You know you’re in real pain when walking feels like a slow-motion scene from a cartoon movie—yes, I currently limp on both sides like Donald Duck (Feel free to pause and laugh for a bit, I forgave you.)
But this is done so not by choice. Not for fun. But because Allah SWT has a way of humbling you in ways that may never cross your mind.
Some time ago, as you may know, I was struck with a serious back injury. And I don’t mean the kind of injury where you pop a painkiller and carry on with life. No, this one hit different. It crept into every corner of my existence—physically, emotionally, and even spiritually.
Suddenly, the most basic actions became Herculean tasks. Praying, sleeping, bending, sitting, wearing socks, etc … things I once took for granted felt like climbing mountains barefoot. There were moments I couldn’t function emotionally because the physical agony was too loud. Too raw. Too constant. There were times I couldn’t speak. Times I couldn’t even pretend to be okay. I’d sit quietly, fighting back tears, not because I was weak—but because I was human.
But in that storm of pain, I found a strange kind of clarity.
You see, as Muslims, we are told time and again that pain isn’t always a punishment. It’s not always about what you’ve done wrong. Sometimes, it’s about what Allah SWT wants to make right within you.
The Prophet Muhammad PBUH said:
“No fatigue, nor disease, nor sorrow, nor sadness, nor hurt, nor distress befalls a Muslim—even if it were the prick he receives from a thorn—but that Allah expiates some of his sins for that.”
(Bukhari & Muslim)
And that Hadith hit me differently in those dark days. Because let’s face it—we all have history. We all have mistakes, regrets, secret sins, and unspoken wounds. But Allah SWT, in His infinite mercy, gives us a chance to leave this world clean. And one of the ways He does that… is through pain.
So now, when I limp like a confused duck at the airport, I remind myself: This is not punishment. This is purification InshaAallah.
Every ache is a drop of dirt being wiped from our souls.

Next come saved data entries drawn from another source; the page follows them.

PR #67, opened 2021-03-10
Make activity task usable

bergundy:
StartActivity attributes were pasted from https://github.com/temporalio/api/blob/dfdf839e185089b000dd8613bfea57375088f88a/temporal/api/workflowservice/v1/request_response.proto#L236

I'm not sure if this was the right decision but it's convenient to use.

### DIFF
--- a/protos/local/core_interface.proto
+++ b/protos/local/core_interface.proto
@@ -73,6 +73,8 @@ message WFActivationJob {
         CancelWorkflow cancel_workflow = 6;
         // A request to signal the workflow was received.
         SignalWorkflow signal_workflow = 7;
+        // An activity was resolved with, result could be completed, failed or cancelled
+        ResolveActivity resolve_activity = 8;
     }
 }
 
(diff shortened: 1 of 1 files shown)


protos/local/core_interface.proto
```diff
@@ -116,19 +117,42 @@ message SignalWorkflow {
...
+    google.protobuf.Duration schedule_to_close_timeout = 12 [(gogoproto.stdduration) = true];
+    // (-- api-linter: core::0140::prepositions=disabled
+    //     aip.dev/not-precedent: "to" is used to indicate interval. --)
+    google.protobuf.Duration start_to_close_timeout = 13 [(gogoproto.stdduration) = true];
+    google.protobuf.Duration heartbeat_timeout = 14 [(gogoproto.stdduration) = true];
+    // This is an actual retry policy the service uses.
+    // It can be different from the one provided (or not) during activity scheduling
+    // as the service can override the provided one in case its values are not specified
+    // or exceed configured system limits.
+    temporal.api.common.v1.RetryPolicy retry_policy = 15;
```
Sushisource, line 142: Can we start instead we just the things you know you need? We may very well end up adding back all of this but we can at least not have these api linter comments etc.

I'd rather start small and add as needed than end up stuck with a bunch of cruft.

Sushisource (approved):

Every tear is a stain being lifted before we meet our Creator.
And please, don’t get me wrong—I still make Du’a for healing. I still visit my doctor when I can. And yes, I still laugh (though cautiously—because laughing too hard pulls a nerve I didn’t even know I had). But I now see pain with a new lens. A sacred one.
Pain is not the enemy. It’s the cleansing fire before the eternal peace.
It is the call from Allah SWT: Come back to Me… lighter.
So to anyone out there struggling with pain—physical, emotional, or even spiritual—I see you. I feel you. I am you. We’re all in this together and we all share similar stories.
You are not being punished by Allah’s will. You are being purified. So exercise patience.
You are not forgotten. You are being remembered in a Divine way. So keep strengthening your bond with Allah SWT.
You are not weak. You are being empowered in silence. So keep moving forward with your life.
Let your tears fall if they must.
Take your medication. Do your therapy. But keep your head always up high and never lose hope in the mercy of Allah SWT.
“O Allah, let our pains be a means to cleanse us before we meet You.” Ameen Ameen Ameen.
And if you see me waddling around like I just finished filming a cartoon scene—just smile, make a silent Du’a for me, and remember:
Sometimes, limping is the walk of a warrior in healing. 😉
And maybe, just maybe, it’s the walk that leads us closer to Jannah.